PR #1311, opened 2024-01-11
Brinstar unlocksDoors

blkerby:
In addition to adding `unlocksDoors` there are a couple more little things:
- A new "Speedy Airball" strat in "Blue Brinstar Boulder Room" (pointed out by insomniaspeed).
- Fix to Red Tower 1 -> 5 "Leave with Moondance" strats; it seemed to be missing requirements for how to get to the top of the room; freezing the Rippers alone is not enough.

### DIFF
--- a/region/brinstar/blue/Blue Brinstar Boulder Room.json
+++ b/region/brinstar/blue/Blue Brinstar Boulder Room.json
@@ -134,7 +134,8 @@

---+---

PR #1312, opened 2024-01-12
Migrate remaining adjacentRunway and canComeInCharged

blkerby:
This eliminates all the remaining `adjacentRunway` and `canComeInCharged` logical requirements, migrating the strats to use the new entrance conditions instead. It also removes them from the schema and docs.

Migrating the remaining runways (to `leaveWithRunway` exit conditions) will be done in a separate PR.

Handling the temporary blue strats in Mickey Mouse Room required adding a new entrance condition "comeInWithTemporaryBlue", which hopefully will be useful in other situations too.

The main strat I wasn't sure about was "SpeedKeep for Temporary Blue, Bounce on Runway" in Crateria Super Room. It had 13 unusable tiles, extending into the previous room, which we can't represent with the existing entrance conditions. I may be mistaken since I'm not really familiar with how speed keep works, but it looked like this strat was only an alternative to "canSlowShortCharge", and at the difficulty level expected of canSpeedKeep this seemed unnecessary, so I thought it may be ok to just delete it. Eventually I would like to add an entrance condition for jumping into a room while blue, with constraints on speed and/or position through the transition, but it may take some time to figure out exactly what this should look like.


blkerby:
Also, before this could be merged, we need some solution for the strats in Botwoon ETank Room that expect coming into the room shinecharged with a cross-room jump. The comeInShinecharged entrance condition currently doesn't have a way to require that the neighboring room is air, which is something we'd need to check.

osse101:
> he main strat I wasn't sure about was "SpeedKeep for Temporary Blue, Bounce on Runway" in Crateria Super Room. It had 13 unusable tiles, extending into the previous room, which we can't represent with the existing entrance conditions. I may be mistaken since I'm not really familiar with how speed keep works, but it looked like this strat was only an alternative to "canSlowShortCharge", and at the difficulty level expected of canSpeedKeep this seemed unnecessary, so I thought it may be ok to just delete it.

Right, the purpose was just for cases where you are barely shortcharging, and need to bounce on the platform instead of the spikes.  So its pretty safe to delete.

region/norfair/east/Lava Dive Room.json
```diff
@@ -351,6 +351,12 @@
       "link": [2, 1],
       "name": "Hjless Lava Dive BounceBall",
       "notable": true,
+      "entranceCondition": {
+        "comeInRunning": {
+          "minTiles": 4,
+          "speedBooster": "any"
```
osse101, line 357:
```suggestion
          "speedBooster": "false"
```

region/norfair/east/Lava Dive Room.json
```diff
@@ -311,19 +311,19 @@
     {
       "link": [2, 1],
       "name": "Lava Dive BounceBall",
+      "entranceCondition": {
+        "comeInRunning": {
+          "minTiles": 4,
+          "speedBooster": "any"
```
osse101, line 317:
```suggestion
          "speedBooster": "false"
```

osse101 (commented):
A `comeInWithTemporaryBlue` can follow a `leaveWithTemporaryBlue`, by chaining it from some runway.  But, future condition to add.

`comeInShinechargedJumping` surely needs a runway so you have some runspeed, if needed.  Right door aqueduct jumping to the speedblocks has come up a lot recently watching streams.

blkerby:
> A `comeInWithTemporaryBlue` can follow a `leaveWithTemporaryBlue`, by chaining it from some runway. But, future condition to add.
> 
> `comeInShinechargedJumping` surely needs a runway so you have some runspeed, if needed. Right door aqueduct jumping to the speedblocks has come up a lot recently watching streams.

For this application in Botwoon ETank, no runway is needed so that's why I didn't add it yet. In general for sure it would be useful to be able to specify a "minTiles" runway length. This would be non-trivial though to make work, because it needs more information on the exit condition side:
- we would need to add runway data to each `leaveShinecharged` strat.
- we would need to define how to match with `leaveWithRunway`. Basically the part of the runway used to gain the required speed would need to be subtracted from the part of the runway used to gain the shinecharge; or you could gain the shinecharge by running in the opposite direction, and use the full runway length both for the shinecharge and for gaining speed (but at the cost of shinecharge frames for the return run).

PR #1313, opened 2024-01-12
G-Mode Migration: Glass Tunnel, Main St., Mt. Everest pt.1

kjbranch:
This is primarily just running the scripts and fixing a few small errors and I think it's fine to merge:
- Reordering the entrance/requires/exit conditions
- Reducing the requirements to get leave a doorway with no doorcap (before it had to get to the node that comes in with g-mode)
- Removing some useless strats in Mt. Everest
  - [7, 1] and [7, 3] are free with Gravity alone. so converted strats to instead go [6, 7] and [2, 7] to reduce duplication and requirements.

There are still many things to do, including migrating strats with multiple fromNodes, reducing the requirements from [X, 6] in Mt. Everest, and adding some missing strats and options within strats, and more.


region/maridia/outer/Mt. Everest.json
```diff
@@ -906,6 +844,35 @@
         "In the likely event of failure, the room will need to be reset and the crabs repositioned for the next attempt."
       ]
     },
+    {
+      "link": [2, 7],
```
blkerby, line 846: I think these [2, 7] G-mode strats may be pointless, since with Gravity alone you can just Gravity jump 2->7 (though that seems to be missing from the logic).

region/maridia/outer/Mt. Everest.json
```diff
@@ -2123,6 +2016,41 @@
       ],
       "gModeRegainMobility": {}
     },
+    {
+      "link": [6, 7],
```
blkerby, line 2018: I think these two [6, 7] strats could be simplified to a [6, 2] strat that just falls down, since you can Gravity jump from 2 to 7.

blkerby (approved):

---+---

— EXERCISE DESCRIPTION —
Filter on the word "think": copy each matching line from the entries above.

— THE ANSWER —
This is primarily just running the scripts and fixing a few small errors and I think it's fine to merge:
blkerby, line 846: I think these [2, 7] G-mode strats may be pointless, since with Gravity alone you can just Gravity jump 2->7 (though that seems to be missing from the logic).
blkerby, line 2018: I think these two [6, 7] strats could be simplified to a [6, 2] strat that just falls down, since you can Gravity jump from 2 to 7.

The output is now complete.